● Problem description:
Nothing outside the range below should be printed. Output exactly the lines from the line with "PR #2512, opened 2026-06-04" to the line with "-752,15 +752,14 @@", both included.

________________________

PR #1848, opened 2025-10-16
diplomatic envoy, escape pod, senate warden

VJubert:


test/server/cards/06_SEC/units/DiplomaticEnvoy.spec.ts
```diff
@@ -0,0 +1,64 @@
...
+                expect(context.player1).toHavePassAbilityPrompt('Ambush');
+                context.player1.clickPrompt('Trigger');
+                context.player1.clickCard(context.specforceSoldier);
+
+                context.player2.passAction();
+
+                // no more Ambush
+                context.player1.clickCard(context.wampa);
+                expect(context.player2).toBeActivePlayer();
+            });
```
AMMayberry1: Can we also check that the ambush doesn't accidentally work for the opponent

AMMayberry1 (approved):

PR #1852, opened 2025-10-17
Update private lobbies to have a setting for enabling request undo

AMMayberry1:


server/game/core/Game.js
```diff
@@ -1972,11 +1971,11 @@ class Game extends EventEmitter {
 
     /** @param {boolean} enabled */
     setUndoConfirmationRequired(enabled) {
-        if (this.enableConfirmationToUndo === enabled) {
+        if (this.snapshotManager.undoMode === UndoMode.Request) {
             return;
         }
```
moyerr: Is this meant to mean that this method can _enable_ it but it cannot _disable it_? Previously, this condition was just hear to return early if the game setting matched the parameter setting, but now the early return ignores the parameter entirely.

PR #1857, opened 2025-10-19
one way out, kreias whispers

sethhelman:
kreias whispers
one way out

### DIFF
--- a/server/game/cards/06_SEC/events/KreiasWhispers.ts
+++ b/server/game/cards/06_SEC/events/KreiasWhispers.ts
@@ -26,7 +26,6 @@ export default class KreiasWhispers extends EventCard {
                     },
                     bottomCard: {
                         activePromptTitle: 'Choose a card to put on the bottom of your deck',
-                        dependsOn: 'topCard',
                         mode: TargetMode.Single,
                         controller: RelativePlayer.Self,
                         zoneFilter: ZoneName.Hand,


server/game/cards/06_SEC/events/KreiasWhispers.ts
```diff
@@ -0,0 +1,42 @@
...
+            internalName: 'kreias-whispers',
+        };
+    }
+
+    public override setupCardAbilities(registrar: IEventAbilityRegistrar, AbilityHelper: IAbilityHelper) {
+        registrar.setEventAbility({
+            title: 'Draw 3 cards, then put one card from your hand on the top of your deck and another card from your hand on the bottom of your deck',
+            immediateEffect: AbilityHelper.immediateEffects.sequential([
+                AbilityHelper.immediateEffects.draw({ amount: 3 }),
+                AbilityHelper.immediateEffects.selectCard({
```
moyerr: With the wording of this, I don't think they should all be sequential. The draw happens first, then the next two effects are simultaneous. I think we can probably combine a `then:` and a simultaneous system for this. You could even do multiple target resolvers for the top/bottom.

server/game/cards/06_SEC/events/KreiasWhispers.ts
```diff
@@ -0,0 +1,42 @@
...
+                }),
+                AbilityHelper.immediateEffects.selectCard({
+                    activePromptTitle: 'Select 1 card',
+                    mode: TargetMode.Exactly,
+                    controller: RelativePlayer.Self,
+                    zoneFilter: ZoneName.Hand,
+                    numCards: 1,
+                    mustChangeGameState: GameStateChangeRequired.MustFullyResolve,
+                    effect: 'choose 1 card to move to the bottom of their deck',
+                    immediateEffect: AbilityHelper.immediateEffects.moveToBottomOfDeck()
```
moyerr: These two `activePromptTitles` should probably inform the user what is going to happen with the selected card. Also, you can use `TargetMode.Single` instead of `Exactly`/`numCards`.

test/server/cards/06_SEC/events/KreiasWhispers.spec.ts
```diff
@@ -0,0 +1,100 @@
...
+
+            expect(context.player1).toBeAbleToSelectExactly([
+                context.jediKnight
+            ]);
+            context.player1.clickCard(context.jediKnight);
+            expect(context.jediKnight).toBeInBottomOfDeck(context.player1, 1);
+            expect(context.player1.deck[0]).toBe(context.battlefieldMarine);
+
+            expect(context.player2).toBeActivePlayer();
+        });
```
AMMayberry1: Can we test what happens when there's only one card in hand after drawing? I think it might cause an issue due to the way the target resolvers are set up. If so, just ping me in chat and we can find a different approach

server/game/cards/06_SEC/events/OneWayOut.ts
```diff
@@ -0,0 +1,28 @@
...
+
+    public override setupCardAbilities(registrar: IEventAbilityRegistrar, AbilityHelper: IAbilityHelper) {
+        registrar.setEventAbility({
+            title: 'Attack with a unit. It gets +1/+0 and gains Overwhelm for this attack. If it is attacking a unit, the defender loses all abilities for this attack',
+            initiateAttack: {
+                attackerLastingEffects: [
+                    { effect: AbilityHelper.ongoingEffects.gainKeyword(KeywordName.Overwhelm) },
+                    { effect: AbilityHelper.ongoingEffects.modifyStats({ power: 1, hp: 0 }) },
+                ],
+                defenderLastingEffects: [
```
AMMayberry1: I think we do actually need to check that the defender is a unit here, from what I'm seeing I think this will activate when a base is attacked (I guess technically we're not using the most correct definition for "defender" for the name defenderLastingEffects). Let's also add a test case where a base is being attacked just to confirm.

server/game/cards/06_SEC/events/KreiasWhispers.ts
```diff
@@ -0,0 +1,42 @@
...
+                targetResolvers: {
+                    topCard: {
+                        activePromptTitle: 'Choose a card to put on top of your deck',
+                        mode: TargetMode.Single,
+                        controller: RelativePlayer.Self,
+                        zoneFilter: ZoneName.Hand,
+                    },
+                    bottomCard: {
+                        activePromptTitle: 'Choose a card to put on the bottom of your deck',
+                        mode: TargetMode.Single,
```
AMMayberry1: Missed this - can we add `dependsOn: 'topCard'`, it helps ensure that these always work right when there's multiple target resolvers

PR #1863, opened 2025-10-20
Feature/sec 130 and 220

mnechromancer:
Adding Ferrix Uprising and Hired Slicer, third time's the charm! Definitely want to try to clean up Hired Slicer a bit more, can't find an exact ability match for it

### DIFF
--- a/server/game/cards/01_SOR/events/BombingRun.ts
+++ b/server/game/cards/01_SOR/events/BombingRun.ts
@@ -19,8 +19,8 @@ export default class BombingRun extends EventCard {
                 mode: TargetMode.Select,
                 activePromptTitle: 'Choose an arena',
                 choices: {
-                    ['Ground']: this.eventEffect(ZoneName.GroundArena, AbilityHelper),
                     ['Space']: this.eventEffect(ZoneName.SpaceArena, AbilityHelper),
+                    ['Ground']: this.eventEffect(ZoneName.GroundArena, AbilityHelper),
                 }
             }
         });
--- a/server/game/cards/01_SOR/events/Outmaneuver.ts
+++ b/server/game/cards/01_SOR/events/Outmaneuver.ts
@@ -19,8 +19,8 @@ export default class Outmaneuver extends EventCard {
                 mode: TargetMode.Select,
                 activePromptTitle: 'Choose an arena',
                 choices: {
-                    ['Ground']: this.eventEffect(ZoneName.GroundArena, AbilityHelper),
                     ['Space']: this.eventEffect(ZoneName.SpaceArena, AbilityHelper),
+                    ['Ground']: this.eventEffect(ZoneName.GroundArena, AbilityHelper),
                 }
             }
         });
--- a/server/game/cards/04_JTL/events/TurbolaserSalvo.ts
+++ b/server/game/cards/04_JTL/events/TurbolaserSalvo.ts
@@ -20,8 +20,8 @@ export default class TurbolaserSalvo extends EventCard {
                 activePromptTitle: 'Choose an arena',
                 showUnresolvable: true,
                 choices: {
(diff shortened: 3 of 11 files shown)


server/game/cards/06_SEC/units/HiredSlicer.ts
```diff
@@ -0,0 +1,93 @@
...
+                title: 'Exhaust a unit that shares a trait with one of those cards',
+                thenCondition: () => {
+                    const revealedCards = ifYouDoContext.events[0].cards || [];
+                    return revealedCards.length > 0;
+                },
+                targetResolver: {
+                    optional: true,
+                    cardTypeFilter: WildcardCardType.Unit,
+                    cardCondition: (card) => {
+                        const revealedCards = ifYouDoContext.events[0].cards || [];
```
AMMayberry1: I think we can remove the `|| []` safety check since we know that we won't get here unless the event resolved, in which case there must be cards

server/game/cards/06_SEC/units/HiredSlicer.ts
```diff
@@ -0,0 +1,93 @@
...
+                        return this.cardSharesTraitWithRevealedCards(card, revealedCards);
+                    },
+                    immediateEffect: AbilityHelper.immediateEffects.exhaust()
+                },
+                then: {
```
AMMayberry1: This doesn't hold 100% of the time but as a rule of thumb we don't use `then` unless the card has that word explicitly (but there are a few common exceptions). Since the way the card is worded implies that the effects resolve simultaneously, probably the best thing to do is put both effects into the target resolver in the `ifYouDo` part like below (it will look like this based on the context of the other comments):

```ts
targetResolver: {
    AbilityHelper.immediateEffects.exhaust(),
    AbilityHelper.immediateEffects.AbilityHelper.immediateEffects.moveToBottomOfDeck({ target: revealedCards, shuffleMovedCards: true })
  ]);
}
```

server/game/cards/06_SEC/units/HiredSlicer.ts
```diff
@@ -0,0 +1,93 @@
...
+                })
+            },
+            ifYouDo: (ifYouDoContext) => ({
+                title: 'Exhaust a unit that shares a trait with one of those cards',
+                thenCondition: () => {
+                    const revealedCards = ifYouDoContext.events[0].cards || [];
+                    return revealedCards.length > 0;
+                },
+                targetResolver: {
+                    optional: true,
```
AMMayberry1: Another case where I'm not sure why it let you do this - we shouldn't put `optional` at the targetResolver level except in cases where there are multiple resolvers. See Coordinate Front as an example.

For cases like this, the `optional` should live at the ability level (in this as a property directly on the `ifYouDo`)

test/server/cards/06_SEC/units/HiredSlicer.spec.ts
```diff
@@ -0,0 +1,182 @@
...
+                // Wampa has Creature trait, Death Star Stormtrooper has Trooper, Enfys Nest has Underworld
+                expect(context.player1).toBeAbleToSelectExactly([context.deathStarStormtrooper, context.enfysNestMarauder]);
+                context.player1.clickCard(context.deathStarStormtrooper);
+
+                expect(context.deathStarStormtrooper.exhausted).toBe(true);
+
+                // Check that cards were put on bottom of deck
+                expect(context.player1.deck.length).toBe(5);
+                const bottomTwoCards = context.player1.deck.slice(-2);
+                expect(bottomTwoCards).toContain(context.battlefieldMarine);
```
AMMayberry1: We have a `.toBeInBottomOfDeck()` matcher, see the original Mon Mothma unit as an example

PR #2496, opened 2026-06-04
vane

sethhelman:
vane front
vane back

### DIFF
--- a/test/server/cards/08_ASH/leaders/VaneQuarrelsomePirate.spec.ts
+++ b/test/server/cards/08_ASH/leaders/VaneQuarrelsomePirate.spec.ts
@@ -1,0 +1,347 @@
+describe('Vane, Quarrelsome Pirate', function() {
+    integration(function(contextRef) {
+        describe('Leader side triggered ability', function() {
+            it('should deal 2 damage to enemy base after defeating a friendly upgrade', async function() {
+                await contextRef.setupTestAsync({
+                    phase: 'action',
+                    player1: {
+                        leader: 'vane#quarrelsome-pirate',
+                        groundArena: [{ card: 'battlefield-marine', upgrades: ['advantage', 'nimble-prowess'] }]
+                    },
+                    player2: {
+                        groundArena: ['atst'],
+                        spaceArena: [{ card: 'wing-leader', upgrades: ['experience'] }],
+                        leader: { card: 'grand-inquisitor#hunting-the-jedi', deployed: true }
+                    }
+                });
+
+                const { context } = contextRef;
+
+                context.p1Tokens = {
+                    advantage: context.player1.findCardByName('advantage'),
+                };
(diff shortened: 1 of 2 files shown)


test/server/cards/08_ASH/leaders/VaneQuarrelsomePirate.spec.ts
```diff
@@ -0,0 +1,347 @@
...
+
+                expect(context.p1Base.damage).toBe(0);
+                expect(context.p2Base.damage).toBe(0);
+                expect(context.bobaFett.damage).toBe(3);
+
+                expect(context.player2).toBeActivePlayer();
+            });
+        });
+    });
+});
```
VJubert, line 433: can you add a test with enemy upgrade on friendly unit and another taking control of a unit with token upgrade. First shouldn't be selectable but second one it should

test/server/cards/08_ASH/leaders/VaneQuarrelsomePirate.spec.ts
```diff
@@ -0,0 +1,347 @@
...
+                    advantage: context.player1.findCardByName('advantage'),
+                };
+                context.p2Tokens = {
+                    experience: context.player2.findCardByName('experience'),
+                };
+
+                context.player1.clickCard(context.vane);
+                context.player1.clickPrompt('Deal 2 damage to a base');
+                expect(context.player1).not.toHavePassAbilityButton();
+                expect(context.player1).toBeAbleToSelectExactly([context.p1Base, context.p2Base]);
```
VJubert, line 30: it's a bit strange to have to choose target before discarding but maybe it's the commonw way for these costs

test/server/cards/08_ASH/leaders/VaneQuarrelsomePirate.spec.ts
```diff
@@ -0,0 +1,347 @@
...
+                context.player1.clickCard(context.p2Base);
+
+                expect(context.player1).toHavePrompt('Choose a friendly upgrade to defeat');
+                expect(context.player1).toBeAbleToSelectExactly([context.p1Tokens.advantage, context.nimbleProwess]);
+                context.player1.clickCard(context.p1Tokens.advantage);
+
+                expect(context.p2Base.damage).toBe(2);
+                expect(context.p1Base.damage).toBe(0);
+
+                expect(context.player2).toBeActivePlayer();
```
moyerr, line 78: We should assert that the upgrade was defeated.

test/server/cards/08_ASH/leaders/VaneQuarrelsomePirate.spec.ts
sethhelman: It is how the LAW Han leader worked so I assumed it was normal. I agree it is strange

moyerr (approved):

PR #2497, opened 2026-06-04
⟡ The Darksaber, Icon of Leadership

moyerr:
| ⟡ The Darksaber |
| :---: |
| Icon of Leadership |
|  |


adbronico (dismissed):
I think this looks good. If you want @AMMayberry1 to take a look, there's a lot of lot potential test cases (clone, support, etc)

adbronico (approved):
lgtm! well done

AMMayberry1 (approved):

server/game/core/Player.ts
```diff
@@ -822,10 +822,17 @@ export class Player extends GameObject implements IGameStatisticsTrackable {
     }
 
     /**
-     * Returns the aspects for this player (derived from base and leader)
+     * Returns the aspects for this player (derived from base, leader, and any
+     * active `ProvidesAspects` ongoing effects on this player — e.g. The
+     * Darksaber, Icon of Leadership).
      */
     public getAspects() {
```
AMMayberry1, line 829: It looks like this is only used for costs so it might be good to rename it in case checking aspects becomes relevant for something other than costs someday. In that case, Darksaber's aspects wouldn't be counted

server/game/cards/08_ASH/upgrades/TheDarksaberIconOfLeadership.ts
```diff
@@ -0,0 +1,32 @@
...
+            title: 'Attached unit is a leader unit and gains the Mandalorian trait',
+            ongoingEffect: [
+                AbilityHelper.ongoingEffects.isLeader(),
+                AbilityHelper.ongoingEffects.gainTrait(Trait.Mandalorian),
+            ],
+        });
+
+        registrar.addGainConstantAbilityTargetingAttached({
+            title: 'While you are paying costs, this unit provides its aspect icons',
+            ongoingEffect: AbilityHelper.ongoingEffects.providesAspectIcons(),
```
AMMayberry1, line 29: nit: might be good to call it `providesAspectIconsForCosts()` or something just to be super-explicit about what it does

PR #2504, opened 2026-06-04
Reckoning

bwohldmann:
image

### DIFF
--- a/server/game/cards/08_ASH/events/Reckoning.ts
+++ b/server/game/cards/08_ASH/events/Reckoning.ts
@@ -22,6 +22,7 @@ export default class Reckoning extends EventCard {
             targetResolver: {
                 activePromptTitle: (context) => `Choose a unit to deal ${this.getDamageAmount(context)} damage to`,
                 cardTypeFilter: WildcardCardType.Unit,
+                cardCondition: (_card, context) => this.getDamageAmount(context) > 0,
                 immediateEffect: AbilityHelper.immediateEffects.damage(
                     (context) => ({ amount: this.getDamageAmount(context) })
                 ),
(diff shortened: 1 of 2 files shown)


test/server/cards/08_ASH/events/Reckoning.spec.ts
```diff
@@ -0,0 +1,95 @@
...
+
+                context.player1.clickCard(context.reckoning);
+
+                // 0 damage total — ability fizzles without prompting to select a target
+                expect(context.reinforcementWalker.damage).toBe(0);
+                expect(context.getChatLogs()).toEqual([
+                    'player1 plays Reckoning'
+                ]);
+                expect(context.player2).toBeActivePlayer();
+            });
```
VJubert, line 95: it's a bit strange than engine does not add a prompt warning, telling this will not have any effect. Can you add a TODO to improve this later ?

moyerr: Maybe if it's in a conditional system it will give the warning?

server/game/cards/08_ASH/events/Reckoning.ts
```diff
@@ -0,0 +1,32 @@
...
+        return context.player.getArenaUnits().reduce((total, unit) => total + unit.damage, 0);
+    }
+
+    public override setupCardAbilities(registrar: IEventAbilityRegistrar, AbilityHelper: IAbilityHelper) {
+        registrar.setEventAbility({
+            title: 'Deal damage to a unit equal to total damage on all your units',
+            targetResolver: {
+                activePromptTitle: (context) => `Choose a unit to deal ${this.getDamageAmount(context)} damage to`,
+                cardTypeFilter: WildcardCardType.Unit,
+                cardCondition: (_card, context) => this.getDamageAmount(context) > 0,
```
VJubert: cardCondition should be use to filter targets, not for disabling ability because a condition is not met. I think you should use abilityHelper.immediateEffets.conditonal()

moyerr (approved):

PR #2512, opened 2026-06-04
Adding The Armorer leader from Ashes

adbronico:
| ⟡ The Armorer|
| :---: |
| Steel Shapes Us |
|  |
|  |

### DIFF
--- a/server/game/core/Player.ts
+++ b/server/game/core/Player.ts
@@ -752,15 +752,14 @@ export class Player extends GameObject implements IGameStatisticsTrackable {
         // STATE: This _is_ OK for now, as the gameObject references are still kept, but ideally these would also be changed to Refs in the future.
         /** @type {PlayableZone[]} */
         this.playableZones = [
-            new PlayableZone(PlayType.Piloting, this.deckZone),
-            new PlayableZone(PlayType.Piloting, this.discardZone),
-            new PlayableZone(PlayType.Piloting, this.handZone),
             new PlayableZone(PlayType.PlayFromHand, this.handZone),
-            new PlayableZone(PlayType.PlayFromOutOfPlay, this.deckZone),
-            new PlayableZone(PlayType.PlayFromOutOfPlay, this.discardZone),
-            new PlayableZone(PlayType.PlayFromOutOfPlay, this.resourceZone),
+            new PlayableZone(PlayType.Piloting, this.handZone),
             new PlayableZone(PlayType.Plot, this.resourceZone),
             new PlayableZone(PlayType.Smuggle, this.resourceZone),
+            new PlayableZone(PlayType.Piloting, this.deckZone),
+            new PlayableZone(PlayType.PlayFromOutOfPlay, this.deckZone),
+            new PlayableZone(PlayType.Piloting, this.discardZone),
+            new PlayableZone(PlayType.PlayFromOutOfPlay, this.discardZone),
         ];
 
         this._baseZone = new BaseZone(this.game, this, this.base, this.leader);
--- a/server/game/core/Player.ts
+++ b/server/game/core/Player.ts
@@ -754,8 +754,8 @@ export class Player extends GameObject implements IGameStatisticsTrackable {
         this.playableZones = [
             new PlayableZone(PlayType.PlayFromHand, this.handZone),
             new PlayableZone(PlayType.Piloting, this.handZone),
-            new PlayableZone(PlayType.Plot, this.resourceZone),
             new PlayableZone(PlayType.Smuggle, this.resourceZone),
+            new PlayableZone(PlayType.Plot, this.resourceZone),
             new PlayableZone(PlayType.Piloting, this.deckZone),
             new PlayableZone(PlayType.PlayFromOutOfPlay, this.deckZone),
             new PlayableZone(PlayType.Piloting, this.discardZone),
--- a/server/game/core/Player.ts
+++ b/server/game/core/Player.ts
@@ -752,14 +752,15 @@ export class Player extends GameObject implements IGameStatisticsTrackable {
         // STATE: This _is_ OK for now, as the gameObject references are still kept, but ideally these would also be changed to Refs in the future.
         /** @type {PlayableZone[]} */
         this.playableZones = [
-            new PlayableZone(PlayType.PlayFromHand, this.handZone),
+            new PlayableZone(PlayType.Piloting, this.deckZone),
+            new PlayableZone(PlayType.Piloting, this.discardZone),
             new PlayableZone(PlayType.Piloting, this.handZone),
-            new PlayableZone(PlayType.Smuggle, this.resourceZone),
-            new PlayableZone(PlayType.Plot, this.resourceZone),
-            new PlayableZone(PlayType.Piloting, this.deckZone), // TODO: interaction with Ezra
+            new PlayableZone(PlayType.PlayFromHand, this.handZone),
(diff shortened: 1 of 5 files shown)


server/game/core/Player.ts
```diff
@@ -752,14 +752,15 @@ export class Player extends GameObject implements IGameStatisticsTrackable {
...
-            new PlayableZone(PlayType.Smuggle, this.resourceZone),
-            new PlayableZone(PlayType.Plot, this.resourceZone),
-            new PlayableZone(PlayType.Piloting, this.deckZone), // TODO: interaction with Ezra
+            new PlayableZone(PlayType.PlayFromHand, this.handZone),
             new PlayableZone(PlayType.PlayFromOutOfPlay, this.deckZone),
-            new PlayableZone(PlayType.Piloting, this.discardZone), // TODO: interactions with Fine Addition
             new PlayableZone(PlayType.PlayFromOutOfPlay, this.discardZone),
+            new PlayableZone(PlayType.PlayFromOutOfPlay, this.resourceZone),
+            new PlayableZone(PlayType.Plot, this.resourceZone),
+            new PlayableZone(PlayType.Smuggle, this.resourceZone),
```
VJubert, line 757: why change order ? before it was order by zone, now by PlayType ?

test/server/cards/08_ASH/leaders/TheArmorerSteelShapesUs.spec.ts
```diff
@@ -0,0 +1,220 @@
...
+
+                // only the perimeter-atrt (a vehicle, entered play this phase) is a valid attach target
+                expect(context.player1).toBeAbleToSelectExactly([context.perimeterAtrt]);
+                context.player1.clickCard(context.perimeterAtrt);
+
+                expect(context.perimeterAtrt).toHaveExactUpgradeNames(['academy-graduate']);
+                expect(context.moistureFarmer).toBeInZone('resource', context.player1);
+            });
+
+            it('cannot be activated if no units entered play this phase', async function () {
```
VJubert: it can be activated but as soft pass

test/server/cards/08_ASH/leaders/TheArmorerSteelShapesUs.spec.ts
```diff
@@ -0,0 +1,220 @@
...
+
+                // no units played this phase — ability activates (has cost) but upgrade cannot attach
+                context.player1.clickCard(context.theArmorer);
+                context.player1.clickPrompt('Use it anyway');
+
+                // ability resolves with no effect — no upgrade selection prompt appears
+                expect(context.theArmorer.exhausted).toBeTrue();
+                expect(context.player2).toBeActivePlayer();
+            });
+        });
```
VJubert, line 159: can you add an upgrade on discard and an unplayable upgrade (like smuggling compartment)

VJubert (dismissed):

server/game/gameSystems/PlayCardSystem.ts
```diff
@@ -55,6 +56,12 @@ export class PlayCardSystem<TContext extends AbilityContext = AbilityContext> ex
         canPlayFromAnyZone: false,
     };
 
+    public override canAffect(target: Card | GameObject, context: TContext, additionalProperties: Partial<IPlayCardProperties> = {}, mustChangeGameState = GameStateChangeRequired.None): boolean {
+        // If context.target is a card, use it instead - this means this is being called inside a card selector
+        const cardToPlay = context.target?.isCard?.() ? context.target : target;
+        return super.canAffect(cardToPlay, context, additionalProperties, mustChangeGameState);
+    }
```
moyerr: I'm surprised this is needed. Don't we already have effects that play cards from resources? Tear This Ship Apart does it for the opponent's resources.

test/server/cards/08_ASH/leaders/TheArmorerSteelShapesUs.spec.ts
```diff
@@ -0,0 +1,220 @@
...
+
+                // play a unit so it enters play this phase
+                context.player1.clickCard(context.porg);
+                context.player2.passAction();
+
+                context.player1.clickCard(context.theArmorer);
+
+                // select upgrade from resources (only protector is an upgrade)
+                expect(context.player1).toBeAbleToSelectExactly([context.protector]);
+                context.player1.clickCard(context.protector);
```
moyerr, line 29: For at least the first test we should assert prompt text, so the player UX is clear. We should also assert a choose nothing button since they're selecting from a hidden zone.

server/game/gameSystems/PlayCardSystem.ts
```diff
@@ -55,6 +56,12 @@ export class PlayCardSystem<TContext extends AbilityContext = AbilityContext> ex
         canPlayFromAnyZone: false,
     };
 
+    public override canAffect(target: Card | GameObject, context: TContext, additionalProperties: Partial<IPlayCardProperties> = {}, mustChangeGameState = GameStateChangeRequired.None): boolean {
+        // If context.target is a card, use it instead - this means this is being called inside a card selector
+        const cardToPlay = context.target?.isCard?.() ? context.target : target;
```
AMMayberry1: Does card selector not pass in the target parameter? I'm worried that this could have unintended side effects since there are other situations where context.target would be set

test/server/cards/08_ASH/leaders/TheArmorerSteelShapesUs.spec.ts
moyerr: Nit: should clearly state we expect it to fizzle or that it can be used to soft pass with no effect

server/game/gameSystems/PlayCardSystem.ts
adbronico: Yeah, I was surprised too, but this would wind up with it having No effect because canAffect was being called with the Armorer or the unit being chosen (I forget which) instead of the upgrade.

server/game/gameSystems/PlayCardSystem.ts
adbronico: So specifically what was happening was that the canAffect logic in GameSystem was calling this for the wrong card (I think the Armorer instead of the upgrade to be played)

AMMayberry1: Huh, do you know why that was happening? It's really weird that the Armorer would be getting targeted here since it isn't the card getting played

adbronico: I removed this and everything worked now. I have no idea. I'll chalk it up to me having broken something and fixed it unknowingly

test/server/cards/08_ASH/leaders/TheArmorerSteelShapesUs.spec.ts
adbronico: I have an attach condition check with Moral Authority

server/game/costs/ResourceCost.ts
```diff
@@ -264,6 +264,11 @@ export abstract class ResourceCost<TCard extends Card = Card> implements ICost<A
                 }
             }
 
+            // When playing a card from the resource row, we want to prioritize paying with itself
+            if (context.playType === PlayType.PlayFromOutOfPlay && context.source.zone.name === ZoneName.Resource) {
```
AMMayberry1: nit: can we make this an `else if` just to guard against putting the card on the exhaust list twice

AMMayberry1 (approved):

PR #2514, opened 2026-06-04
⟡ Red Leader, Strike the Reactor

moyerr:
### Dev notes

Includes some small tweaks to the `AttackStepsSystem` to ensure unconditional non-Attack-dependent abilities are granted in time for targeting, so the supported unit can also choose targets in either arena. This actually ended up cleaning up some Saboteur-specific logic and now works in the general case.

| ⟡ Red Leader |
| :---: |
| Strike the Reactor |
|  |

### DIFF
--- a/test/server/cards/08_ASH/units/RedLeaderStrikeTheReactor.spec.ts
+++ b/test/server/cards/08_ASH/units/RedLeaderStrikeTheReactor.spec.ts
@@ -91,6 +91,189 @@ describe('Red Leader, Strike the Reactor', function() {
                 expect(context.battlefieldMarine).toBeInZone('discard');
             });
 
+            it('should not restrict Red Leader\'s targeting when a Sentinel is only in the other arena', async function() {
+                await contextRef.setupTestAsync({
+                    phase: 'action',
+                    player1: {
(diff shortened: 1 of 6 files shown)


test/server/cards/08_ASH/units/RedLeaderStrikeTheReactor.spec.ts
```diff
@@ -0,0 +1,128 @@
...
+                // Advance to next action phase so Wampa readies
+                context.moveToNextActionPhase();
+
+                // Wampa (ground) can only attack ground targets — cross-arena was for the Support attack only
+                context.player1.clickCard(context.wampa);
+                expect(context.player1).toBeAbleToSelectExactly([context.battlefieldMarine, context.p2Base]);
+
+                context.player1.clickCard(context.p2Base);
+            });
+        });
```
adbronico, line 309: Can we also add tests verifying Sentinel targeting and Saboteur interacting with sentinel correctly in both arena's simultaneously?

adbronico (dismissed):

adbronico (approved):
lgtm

________________________

● Solution to the problem:
PR #2512, opened 2026-06-04
Adding The Armorer leader from Ashes

adbronico:
| ⟡ The Armorer|
| :---: |
| Steel Shapes Us |
|  |
|  |

### DIFF
--- a/server/game/core/Player.ts
+++ b/server/game/core/Player.ts
@@ -752,15 +752,14 @@ export class Player extends GameObject implements IGameStatisticsTrackable {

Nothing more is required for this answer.